Ventrell Miller’s path to a starting job with the Jaguars has been anything but smooth, but 2026 is finally set up to give him a real shot.
The former fourth-round pick is expected to step into the weakside linebacker role after Devin Lloyd left for Carolina in free agency, and the timing matters. Miller is entering the final season of his rookie deal, a four-year, $4,576,936 contract, which makes this a defining year for him and his future in Jacksonville.
That opportunity comes after a college career and an NFL start that both took plenty of detours. Miller had the kind of production and instincts that NFL teams wanted, but evaluators had real concerns about his frame and injury history.
He measured 5-foot-11¾ and 232 pounds, putting him in just the sixth percentile for height and the 22nd percentile for weight. On top of that, he dealt with biceps, hamstring and multiple foot injuries before the Jaguars took him with the 121st pick in the fourth round of the 2023 NFL Draft.
Jacksonville was one of 13 players drafted by the team that year, and Miller came off the board after Anton Harrison, Brenton Strange and Tank Bigsby. Harrison and Strange have since received contract extensions with the Jaguars, while Bigsby was shipped to Philadelphia last year. Two picks after Miller, Antonio Johnson and Parker Washington are also in the final year of their rookie contracts.
Miller’s background traces back to Kathleen High School in Lakeland, a program with a notable linebacker pipeline. The school’s best-known name is Hall of Famer Ray Lewis, and Miller is one of only three linebackers from Kathleen to reach the NFL, along with Albert McClennan. Lewis and McClennan were teammates on the Ravens’ Super Bowl 47 title team in 2012.
His college career at Florida had its own rough start. During his first season, Miller and multiple teammates were suspended for the entire 2017 season because of a fraud scheme.
Once he returned, though, he started to build real momentum. In 2018, he played in all 13 games and posted 15 tackles, one sack and an interception he returned 82 yards for a touchdown.
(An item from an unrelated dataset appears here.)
Issue #4378, opened 2023-12-11
Formalize precinct splits in Election data model


jonahkagan:
Currently, the VXF Election data type doesn't have a formal concept of precinct splits. Instead, multiple ballot styles for a single precinct are used to implicitly represent a precinct split.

He followed that with 55 tackles and three sacks in 2019, then broke out in 2020 with 88 total tackles, 3.5 sacks and 7.5 tackles for loss.
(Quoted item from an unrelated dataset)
PR #6300, opened 2025-04-17
test(auth): upgrade to vitest@3

eventualbuddha:
Upgrades `libs/auth` to vitest@3. @arsalansufi wanted to pull in a fix for https://github.com/evanw/esbuild/issues/3838 to get back to 100% test coverage. The specific case of `switch` case statements does seem to be fixed, though it looks like there are other blockers:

In 2021, Miller’s season ended early when he tore his biceps tendon in Week 2 against South Florida. Because he played in fewer than 30 percent of the team’s games, he received a medical redshirt and came back for one more year. That final season was played through a broken foot, but he still appeared in nine games and was Florida’s best defensive player, finishing with 74 tackles, 8.5 tackles for loss and semifinalist honors for Comeback Player of the Year.
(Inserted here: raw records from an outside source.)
PR #6305, opened 2025-04-17
Get libs/auth back up to 100% code coverage

arsalansufi:
## Overview

:100:

Separating this out from the PR for VxPollBook cert support in libs/auth. Just bumps us back up to 100% code coverage in libs/auth as I prepare to add new code and subsequently cover it

### DIFF
--- a/libs/auth/vitest.config.ts
+++ b/libs/auth/vitest.config.ts
@@ -3,10 +3,6 @@ import { defineConfig } from '../../vitest.config.shared.mjs';
 export default defineConfig({
   test: {
     coverage: {
-      thresholds: {
-        lines: -12,
-        branches: -22,
-      },
       exclude: [
         'src/cac/index.ts',
         'src/index.ts',


libs/auth/src/artifact_authentication.ts
```diff
@@ -320,9 +320,11 @@ async function performArtifactSpecificAuthenticationChecks(
  */
 export async function prepareSignatureFile(
   artifact: ArtifactToExport,
-  /* istanbul ignore next - @preserve */
-  config: ArtifactAuthenticationConfig = constructArtifactAuthenticationConfig()
+  configOverride?: ArtifactAuthenticationConfig
 ): Promise<{ fileContents: Buffer; fileName: string }> {
+  const config =
+    configOverride ??
+    /* istanbul ignore next - @preserve */ constructArtifactAuthenticationConfig();
```
arsalansufi, line 327: Our latest test setup (Vitest 3) doesn't seem to register istanbul ignores of default param assignments. Rearranged the code to work around that

libs/auth/src/dipped_smart_card_auth.ts
```diff
@@ -116,6 +116,7 @@ function logAuthEventIfNecessary(
     }
 
     case 'checking_pin': {
+      /* istanbul ignore else - @preserve */
```
arsalansufi, line 119: The else block here is conceptually irrelevant

libs/auth/src/cac/common_access_card_certs.ts
```diff
@@ -108,9 +108,9 @@ export async function parseCert(
   const certFields: { [fieldName: string]: string } = {};
   for (const certField of certFieldsList) {
     const [fieldName, fieldValue] = certField.split(' = ');
-    if (fieldName && fieldValue) {
-      certFields[fieldName] = fieldValue;
-    }
+    assert(fieldName !== undefined, 'Malformed cert subject line');
+    assert(fieldValue !== undefined, 'Malformed cert subject line');
```
arsalansufi, line 112: These values should never be undefined if OpenSSL parsing (above) succeeds

kshen0 (approved):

His pro career didn’t get off to a clean start either. Miller ruptured his right Achilles tendon in the preseason of his rookie year and missed the entire 2023 season, suffering the injury in Jacksonville’s preseason win over the Miami Dolphins. He returned in 2024 and played in 15 games with nine starts, then appeared in all 17 games in 2025 but started only two as Devin Lloyd put together a breakout season.
Miller did notch his first NFL interception on Dec. 14, 2025, against the New York Jets, picking off Brady Cook.
Now, with Lloyd gone and a starting job in front of him, Miller has a chance to show he can be more than a depth piece. The Jaguars need him to hold down that linebacker spot, and he needs 2026 to set up the next contract of his career.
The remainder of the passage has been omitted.